Each chaton (or stone setting) is designed especially for the stone that surrounds it. And each is connected to the next by an incredibly delicate link. This technique makes it possible to use several very different diamond cuts on the same piece, while highlighting each stone.
This necklace is also one of the emblematic creations in the collection. Consisting entirely of diamonds, it is also a long sautoir necklace thanks to a pendant chain also made of diamonds which flows from the centre of this jewellery creation down to the waist of the woman wearing it. This doubly precious jewel also lies on the frontier between watch and jewellery making, since a timepiece encased in a 26 mm openworked ball hangs from the end of the sautoir necklace chain.
Marquise-cut diamonds, a Piaget signature
More than 1,500 marquise-cut diamonds were used to create this particularly sparkling collection. For months, Piaget’s gemmology department has sourced these stones from around the world.
The marquise-cut gives diamonds a very particular sparkle. Radiating from the centre, the fiery sparkle of the stone shine towards the two ends of the navette. The use of this cut has been a classic in Piaget High Jewellery right from the very beginning. One of the oldest jewellery sets among the historical collection assembled by Piaget is composed of a diamond and emerald necklace and ear pendants dating from the 1970s was already set solely with marquise-cut diamonds.
This diamond cut, which has been present for more than half a century in Piaget’s creations, finds its most beautiful expression in the 2014 collection. Several dozen High Jewellery creations have been created from marquise-cut diamonds whose tapered shape gives this kind of diamond a very particular movement.
It enables the juxtaposition of stones without making the jewel heavy, or makes it possible to surround strong coloured stones with exceptional sparkle, such as this sapphire set in the centre of a pendant on a necklace of marquise-cut diamonds. Below the sapphire are drop beads set with smaller diamonds and marquise-cut diamonds endowing the jewellery creation with exceptional freedom of movement.
According to tradition, the marquise cut was created at the request of the king of France, Louis XV (1770-1774) in tribute to his favourite, the Marquise de Pompadour (1721-1764). A patron of the arts and a highly elegant Parisian lady, Madame de Pompadour loved precious stones and had an extensive collection. The so-called marquise-cut with 55 facets was in fact an optimised version of an older “navette”-cut that featured a similar shape but was less perfect.
Madame de Pompadour is often considered to be one of the patrons of luxury in France and is known for having introduced many innovations to the work of 18th century jewellers. She adored hard stones and often had them engraved before using them in a bracelet clasp. She also loved colourful jewellery. In her day, in the mid-18th century, it was common to place ‘paillons’ or little pieces of metal covered in colour at the base of settings in order to give diamonds a pink, blue or green shade.

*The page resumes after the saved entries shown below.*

PR #223, opened 2022-10-11
Handle old and otherwise started containers (microsoft/vscode-remote-release#7307)

chrmarti:


samruddhikhandale (approved):
Looks good. 👍

PR #228, opened 2022-10-14
User env variables for features

chrmarti:
devcontainers/spec#91

### DIFF
--- a/src/spec-configuration/containerFeaturesConfiguration.ts
+++ b/src/spec-configuration/containerFeaturesConfiguration.ts
@@ -258,6 +258,7 @@ echo '${optionsIndented}'
 echo ===========================================================================
 
 set -a
+. ../devcontainer-features.builtin.env
 . ./devcontainer-features.env
 set +a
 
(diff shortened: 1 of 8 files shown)


src/spec-configuration/containerFeaturesConfiguration.ts
```diff
@@ -274,8 +275,12 @@ function escapeQuotesForShell(input: string) {
 	return input.replace(new RegExp(`'`, 'g'), `'\\''`);
 }
 
-export function getFeatureLayers(featuresConfig: FeaturesConfig) {
-	let result = '';
+export function getFeatureLayers(featuresConfig: FeaturesConfig, containerUser: string, remoteUser: string) {
+	let result = `RUN \\
+echo "_CONTAINER_USER_HOME=$(getent passwd ${containerUser} | cut -d: -f6)" >> /tmp/build-features/devcontainer-features.builtin.env && \\
```
joshspicer, line 280: I wasn't familiar with `getent`. This is it working successfully on an `alpine` container 👍 

image

joshspicer (approved):
👍

src/spec-configuration/containerFeaturesConfiguration.ts
chrmarti: Did some testing and it looks like it is working across distributions.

Marquise-cut diamonds, hard stones, colour, cuff watches and sautoirs are amongst the most powerful symbols of the 2014 Piaget collection, which would doubtless have found favour with Madame de Pompadour.
Most of the 125 creations presented at the Paris Biennale des Antiquaires are set with precious stones distinguished by remarkable carat weights. They mark the continuity of Piaget’s presence in the world of High Jewellery. Watches and jewellery, which sometimes combine to become one, are the symbols of this freedom in the exploration of shapes and colours which has always been present in the minds of the Piaget designers. The 1960s and 70s were some of their most innovative years – and the same is true of 2014.